Whether an individual is investing in shares or property, the aim is the same: to generate high returns with minimal risk. As a result, buying either asset at a high price makes less sense than buying it at a low price.

At the present time, the FTSE 100 appears to offer good value for money. It has fallen by over 1,000 points from its all-time high in May 2018. Even though volatility may be high, its track record shows that a recovery could be on the cards over the long run from this price level.

In contrast, UK house prices appear to lack value for money. Furthermore, they may also lack a clear catalyst to send their valuations higher, which could mean that the FTSE 100 offers greater investment potential at the present time.


With the FTSE 100 having lost 1,000 points in seven months, the index now appears to offer a wider margin of safety than it has done for a number of years. It yields almost 4.5%, which is at the upper end of its historic yield chart. Each time it has reached such a high yield, it has gone on to deliver improving performance over the medium term. And since a number of large-cap stocks offer dividend yields of over 6%, it may be possible for investors to obtain an even more appealing valuation through drilling-down into the index.

In contrast, housing affordability remains a challenge for a wide range of people in the UK. First-time buyers who have saved hard, sought to progress in their careers and are even willing to borrow significant multiples of their salary are finding it tough to access the property market. While low supply is one reason for this, affordability could be another reason. After a couple of decades of growth, the house price-to-earnings ratio reached 7.8 earlier this year. That’s the highest since records began in 2002, and indicates that a period of either slow growth or even falls could be ahead.


While Brexit is dominating news headlines in the UK, the FTSE 100’s progress is likely to be more heavily impacted by world events. Most of its incumbents generate their income in international markets. As a result, the index could be more heavily impacted by risks such as a US interest rate rise, as well as increasingly protectionist policies being brought into effect.

However, with the world economy forecast to grow at an annualised rate of 5% between 2019 and 2022, the prospects for the index seem to be relatively bright. Its constituents could enjoy favourable operating conditions that may push its value increasingly higher.

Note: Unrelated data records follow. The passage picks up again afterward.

Issue #142, opened 2024-08-28
Add section styles


carolinan:
This is a **suggestion** for adding section styles, block style variations that can be applied to, in this case, the group block.

Each style would use an accessible combination of two or more colors from the palette, **and each style needs to continue to work when the user changes the color palette preset.** 

The purpose is to make it easy for users to change the style of a part of their content, pattern, or templates.

Section styles are .JSON files placed in the `styles` folder or a subfolder to `styles`.
Each file needs to include: schema, version, title, slug, one ore more block types, and the styles.

Section styles can not include settings. For example, it can set a font size, but not add new font size options to the typography control.

```
{
	"$schema": "https://schemas.wp.org/trunk/theme.json",
	"version": 3,
	"title": "Base",
	"slug": "section-1",
	"blockTypes": [ "core/group" ],
	"styles": {}
}
```

Each the section style would include:

- Background color and text color. Link color, if different from text color.
- Spacing
- Styles for elements:
  - Buttons
  - Headings

The CSS for these style variations are often repeated multiple times on the same page, which is why I recommend limiting the styles.

richtabor:
Here's an example I've found pretty solid (we'd replace colors, make sure we do what's suitable for each): 

```
{
    "$schema": "https://schemas.wp.org/trunk/theme.json",
    "version": 3,
    "slug": "section-3",
    "title": "Style 3",
    "blockTypes": [
        "core/group",
        "core/columns",
        "core/column"
    ],
    "styles": {
        "color": {
            "background": "var(--wp--preset--color--theme-5)",
            "text": "var(--wp--preset--color--theme-1)"
        },
        "blocks": {
            "core/separator": {
                "color": {
                    "text": "color-mix(in srgb, currentColor 25%, transparent)"
                }
            }
        },
        "elements": {
            "button": {
                "color": {
                    "background": "var(--wp--preset--color--theme-1)",
                    "text": "var(--wp--preset--color--theme-5)"
                },
                ":hover": {
                    "color": {
                        "background": "color-mix(in srgb, var(--wp--preset--color--theme-1) 85%, #000)",
                        "text": "var(--wp--preset--color--theme-5)"
                    }
                }
            }
        }
    }
}
```

richtabor:
Worth nothing that each color variation should define its own as well, like this: https://github.com/Automattic/themes/blob/trunk/assembler/styles/colors/01-blueberry.json#L155-L202

jasmussen:
[...]

PR #151, opened 2024-08-29
Try: Add 3 section styles, update Hero: Centered Heading pattern.

jasmussen:
**Description**

Starts initial work on adding Section styles (#142). In this case, it adds three section styles from [this spot in the Figma file](https://www.figma.com/design/dzGCSntVch4EQdVERTqyVK/Twenty-Twenty-Five?node-id=77-258&t=0tJE2VXhthA9HmZK-1):

Screenshot 2024-08-29 at 11 53 00

These use what I believe is the [most suggested format for section style slugs](https://github.com/WordPress/twentytwentyfive/issues/3#issuecomment-2200847735) (#3), `section-1`, `section-2`, `section-3`.

Additionally, I made a change to the Hero Centered Heading pattern to remove the explicitly set heading color, so that it will inherit the color set on the container instead.

**Screenshots**

section styles

**Testing Instructions**

1. Open the inserter, insert 4 instances of the Hero Centered Heading pattern.
2. Set the 2nd to fourth pattern to styles 2-4 in the inspector.
3. Test additional patterns (group/column based) for these section styles.

### DIFF
--- a/patterns/hero-centered-heading.php
+++ b/patterns/hero-centered-heading.php
@@ -15,8 +15,8 @@
 <div class="wp-block-group alignfull" style="min-height:0vh;margin-top:0;margin-bottom:0;padding-top:var(--wp--preset--spacing--70);padding-right:var(--wp--preset--spacing--40);padding-bottom:var(--wp--preset--spacing--70);padding-left:var(--wp--preset--spacing--40);">
 	<!-- wp:group {"style":{"spacing":{"blockGap":"var:preset|spacing|40"}},"layout":{"type":"constrained"}} -->
 	<div class="wp-block-group">
-		<!-- wp:heading {"textAlign":"center","level":1,"style":{"spacing":{"margin":{"right":"0","left":"0"},"padding":{"right":"0","left":"0"}},"elements":{"link":{"color":{"text":"var:preset|color|contrast"}}}},"textColor":"contrast"} -->
-		<h1 class="wp-block-heading has-text-align-center has-contrast-color has-text-color has-link-color" style="margin-right:0;margin-left:0;padding-right:0;padding-left:0">Tell your story</h1>
+		<!-- wp:heading {"textAlign":"center","level":1,"style":{"spacing":{"margin":{"right":"0","left":"0"},"padding":{"right":"0","left":"0"}}}} -->
+		<h1 class="wp-block-heading has-text-align-center" style="margin-right:0;margin-left:0;padding-right:0;padding-left:0">Tell your story</h1>
 		<!-- /wp:heading -->
 
 		<!-- wp:paragraph {"align":"center"} -->
--- a/styles/blocks/section-1.json
+++ b/styles/blocks/section-1.json
@@ -26,6 +26,11 @@
 					"background": "var(--wp--preset--color--contrast)",
 					"text": "var(--wp--preset--color--base)"
 				}
+			},
+			"link": {
+				"color": {
+					"text": "var(--wp--preset--color--contrast)"
+				}
 			}
 		}
 	}
--- a/styles/blocks/section-1.json
+++ b/styles/blocks/section-1.json
@@ -1,0 +1,32 @@
+{
+	"$schema": "https://schemas.wp.org/trunk/theme.json",
+	"version": 3,
+	"slug": "section-1",
+	"title": "Style 1",
+	"blockTypes": [
+		"core/group",
+		"core/columns",
+		"core/column"
+	],
+	"styles": {
+		"color": {
+			"background": "var(--wp--preset--color--accent-2)",
+			"text": "var(--wp--preset--color--contrast)"
+		},
+		"blocks": {
+			"core/separator": {
+				"color": {
+					"text": "color-mix(in srgb, currentColor 25%, transparent)"
+				}
+			}
+		},
+		"elements": {
+			"button": {
+				"color": {
+					"background": "var(--wp--preset--color--contrast)",
+					"text": "var(--wp--preset--color--base)"
+				}
+			}
+		}
+	}
+}
--- a/styles/blocks/section-2.json
+++ b/styles/blocks/section-2.json
@@ -1,0 +1,32 @@
+{
+	"$schema": "https://schemas.wp.org/trunk/theme.json",
+	"version": 3,
+	"slug": "section-2",
+	"title": "Style 2",
+	"blockTypes": [
+		"core/group",
+		"core/columns",
+		"core/column"
+	],
+	"styles": {
+		"color": {
+			"background": "var(--wp--preset--color--accent-3)",
+			"text": "var(--wp--preset--color--accent-2)"
+		},
+		"blocks": {
+			"core/separator": {
+				"color": {
+					"text": "color-mix(in srgb, currentColor 25%, transparent)"
+				}
+			}
+		},
+		"elements": {
+			"button": {
+				"color": {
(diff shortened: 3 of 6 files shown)


patterns/hero-centered-heading.php
```diff
@@ -15,8 +15,8 @@
 <div class="wp-block-group alignfull" style="min-height:0vh;margin-top:0;margin-bottom:0;padding-top:var(--wp--preset--spacing--70);padding-right:var(--wp--preset--spacing--40);padding-bottom:var(--wp--preset--spacing--70);padding-left:var(--wp--preset--spacing--40);">
 	<!-- wp:group {"style":{"spacing":{"blockGap":"var:preset|spacing|40"}},"layout":{"type":"constrained"}} -->
 	<div class="wp-block-group">
-		<!-- wp:heading {"textAlign":"center","level":1,"style":{"spacing":{"margin":{"right":"0","left":"0"},"padding":{"right":"0","left":"0"}},"elements":{"link":{"color":{"text":"var:preset|color|contrast"}}}},"textColor":"contrast"} -->
-		<h1 class="wp-block-heading has-text-align-center has-contrast-color has-text-color has-link-color" style="margin-right:0;margin-left:0;padding-right:0;padding-left:0">Tell your story</h1>
+		<!-- wp:heading {"textAlign":"center","level":1,"style":{"spacing":{"margin":{"right":"0","left":"0"},"padding":{"right":"0","left":"0"}}}} -->
```
jasmussen, line 18: @juanfra let me know if it was intentional to explicitly set the heading color here.

styles/blocks/section-1.json
```diff
@@ -0,0 +1,32 @@
...
+	],
+	"styles": {
+		"color": {
+			"background": "var(--wp--preset--color--accent-2)",
+			"text": "var(--wp--preset--color--contrast)"
+		},
+		"blocks": {
+			"core/separator": {
+				"color": {
+					"text": "color-mix(in srgb, currentColor 25%, transparent)"
```
jasmussen, line 19: @carolinan @beafialho Let me know if I got this right! I only found a few separator designs in the Figma.

patterns/hero-centered-heading.php
juanfra: No, it was not intentional.

richtabor:
> Additionally, I made a change to the Hero Centered Heading pattern to remove the explicitly set heading color, so that it will inherit the color set on the container instead.

We should remove explicit color application almost everywhere.

jasmussen:
> We should remove explicit color application almost everywhere.

I found another instance here:
Screenshot 2024-08-29 at 14 44 19

and pushed a fix to this:

Screenshot 2024-08-29 at 14 45 46

I'm not going to push more to this branch, just to keep it focused, but I'll spin up a separate PR to fix an issue with Large Title:
Screenshot 2024-08-29 at 14 52 41

Also separate, but related question, any advice on what to do with patterns that really look best with color? Example:

color

A few things at play here:

* That pattern really looks most compelling in the pattern browser when it has that base yellow background color. Removing it loses a lot of character. Can we default a pattern to a _Section style_?  Guess we could, right?
* Any idea why the link color isn't inherited? I guess that should be defined in these section styles too, yes?

jasmussen:
Actually I got that yellow pattern working pretty well. Okay to push to this branch too?

working

jasmussen:
If no-one minds, I'd like to push the pattern update, it's working quite well, and it's a great way to provide some sectional diversity in the bundled patterns:

pattern with preset section style

carolinan:
> That pattern really looks most compelling in the pattern browser when it has that base yellow background color. Removing it loses a lot of character. Can we default a pattern to a Section style? Guess we could, right?

Yes, that was the plan and why the color wasn't added earlier.

richtabor:
> Also separate, but related question, any advice on what to do with patterns that really look best with color? 
> Yes, that was the plan and why the color wasn't added earlier.

The background color should not be applied, but a section style can be added as a class to the pattern (any pattern).

styles/blocks/section-1.json
```diff
@@ -0,0 +1,37 @@
...
+		"elements": {
+			"button": {
+				"color": {
+					"background": "var(--wp--preset--color--contrast)",
+					"text": "var(--wp--preset--color--base)"
+				}
+			},
+			"link": {
+				"color": {
+					"text": "var(--wp--preset--color--contrast)"
```
richtabor, line 32: I think we could remove this, if we used currentColor in the parent theme.json.

richtabor: Otherwise if the user changes the text color, they'll also need to also change the link color.

jasmussen:
> The background color should not be applied, but a section style can be added as a class to the pattern (any pattern).

Nice, yeah that's what I did in [this commit](https://github.com/WordPress/twentytwentyfive/pull/151/commits/0844f5079e56c24a23073481b66183f4f3d8f9df). Works well.

styles/blocks/section-2.json
```diff
@@ -0,0 +1,37 @@
+{
+	"$schema": "https://schemas.wp.org/trunk/theme.json",
+	"version": 3,
+	"slug": "section-2",
```
richtabor, line 4: Food for thought, `is-style-section-2` will be the class name here. Just thinking, should they be `is-stye-pattern-2`—as these section styles are generally applied at the "pattern" level?

styles/blocks/section-1.json
jasmussen: Oh yeah, good call!

juanfra (approved):
This is so good! Works well for me, and code lalso ooks good.

https://github.com/user-attachments/assets/264e223f-5adf-4cc2-ba31-aba3a1cd4011

styles/blocks/section-2.json
juanfra: My two cents: Although they're going to be generally applied at the pattern level, it _could not_ be 100% of the cases, and for those edge cases, it can be confusing to have something named pattern when it's not.

At a theme development level, it will make sense. But a site admin can create a group of blocks and apply styles without the whole thing being a pattern. I believe that section is more generic.

justintadlock: This goes back to this discussion: https://github.com/WordPress/twentytwentyfive/issues/3

I would avoid tying the slug to patterns just because that's where they're generally being used in this theme. Section/block styles can be used at any level (on the pattern wrapper, in sub-sections of patterns, in templates, just on any ol' block that it's registered for). Using "pattern" in the slug just muddies the waters a bit and will limit the use cases that folks imagine. Keep it to the more generic `section` prefix and be done with it.

jasmussen:
Thanks all for the reviews and input. I'm going to let this one sit unmerged until tomorrow morning, to let [this conversation settle](https://github.com/WordPress/twentytwentyfive/pull/151#discussion_r1736282184), and I'll implement what gets decided. It won't necessarily be set in stone from that point onwards, we'll always be able to change things until the beta period, but it will be good to land this soon, so all new patterns created can use best practices as far as how to apply colors!

styles/blocks/section-2.json
richtabor: Alrighty, just asking to see what you think. Thanks!

jasmussen:
Coming back this morning, it seems like the conversation ended on the same spot that this PR landed on. So I'm going to go ahead and merge, knowing that this is still possible to change after this merge, I'll be happy to address any followups. Thanks all!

The housing market, meanwhile, could struggle to deliver rental growth. Consumer confidence in the UK is relatively low, while uncertainty regarding the wider economy may encourage an increasingly risk-averse attitude to dominate. Therefore, there seems to be a lack of growth catalysts ahead for buy-to-let investors, with rising interest rates and affordability issues suggesting that buying FTSE 100 stocks could be a better idea.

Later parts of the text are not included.